## REQUIRED ACTION
All lines in the material with the string "suite" should be listed.

## EXTRACTED ENTRIES
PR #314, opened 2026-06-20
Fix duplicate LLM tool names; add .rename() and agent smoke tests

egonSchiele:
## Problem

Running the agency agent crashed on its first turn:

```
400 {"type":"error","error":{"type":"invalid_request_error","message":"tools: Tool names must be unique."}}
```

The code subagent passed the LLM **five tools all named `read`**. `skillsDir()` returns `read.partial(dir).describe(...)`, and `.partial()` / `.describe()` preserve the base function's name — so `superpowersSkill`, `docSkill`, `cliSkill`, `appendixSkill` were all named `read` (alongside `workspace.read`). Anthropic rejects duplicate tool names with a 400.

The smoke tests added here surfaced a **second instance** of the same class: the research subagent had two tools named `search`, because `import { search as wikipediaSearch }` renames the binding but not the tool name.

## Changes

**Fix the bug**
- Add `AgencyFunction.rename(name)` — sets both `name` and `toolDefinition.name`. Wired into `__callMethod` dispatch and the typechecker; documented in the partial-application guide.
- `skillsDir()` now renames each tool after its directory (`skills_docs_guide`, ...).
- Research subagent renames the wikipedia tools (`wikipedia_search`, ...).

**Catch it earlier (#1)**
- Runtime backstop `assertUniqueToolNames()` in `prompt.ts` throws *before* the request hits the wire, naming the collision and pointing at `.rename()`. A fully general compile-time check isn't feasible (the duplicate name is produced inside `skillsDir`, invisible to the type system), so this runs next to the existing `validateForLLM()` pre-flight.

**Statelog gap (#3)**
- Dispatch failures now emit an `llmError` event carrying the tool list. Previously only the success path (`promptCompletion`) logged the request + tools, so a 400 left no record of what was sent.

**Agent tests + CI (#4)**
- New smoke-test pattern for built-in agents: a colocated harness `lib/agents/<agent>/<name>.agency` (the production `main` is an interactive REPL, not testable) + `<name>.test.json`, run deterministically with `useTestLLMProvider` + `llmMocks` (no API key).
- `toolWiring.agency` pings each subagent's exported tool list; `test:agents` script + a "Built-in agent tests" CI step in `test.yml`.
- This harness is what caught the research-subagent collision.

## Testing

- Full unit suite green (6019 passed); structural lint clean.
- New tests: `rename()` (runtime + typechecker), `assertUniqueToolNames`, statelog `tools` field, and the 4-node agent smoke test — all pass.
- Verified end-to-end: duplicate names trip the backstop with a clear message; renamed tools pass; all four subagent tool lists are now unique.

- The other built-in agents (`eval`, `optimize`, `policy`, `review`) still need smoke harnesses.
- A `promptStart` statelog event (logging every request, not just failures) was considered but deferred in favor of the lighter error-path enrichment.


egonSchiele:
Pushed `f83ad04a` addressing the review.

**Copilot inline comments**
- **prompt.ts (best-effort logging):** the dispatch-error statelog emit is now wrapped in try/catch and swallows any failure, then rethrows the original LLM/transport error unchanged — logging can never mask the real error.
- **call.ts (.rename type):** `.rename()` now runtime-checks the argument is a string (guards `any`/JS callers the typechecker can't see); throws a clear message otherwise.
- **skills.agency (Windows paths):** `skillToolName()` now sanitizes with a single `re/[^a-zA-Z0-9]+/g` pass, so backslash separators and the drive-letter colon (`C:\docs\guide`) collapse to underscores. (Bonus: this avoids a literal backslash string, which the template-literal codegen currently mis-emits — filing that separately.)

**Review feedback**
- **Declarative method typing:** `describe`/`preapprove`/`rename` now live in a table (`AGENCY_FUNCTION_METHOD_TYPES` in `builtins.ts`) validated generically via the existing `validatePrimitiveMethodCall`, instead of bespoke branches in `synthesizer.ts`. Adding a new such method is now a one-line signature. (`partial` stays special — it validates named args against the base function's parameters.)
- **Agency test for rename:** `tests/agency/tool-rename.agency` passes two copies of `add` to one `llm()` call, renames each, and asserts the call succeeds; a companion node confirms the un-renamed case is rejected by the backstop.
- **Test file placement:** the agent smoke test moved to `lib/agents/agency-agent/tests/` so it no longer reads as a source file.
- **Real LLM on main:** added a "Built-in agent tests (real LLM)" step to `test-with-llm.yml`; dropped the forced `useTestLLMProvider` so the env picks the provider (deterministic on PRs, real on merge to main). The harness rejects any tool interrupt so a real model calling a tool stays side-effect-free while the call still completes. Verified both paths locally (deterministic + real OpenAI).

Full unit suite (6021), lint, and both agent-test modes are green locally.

## SOLUTION TO THIS EXERCISE
- Full unit suite green (6019 passed); structural lint clean.
Full unit suite (6021), lint, and both agent-test modes are green locally.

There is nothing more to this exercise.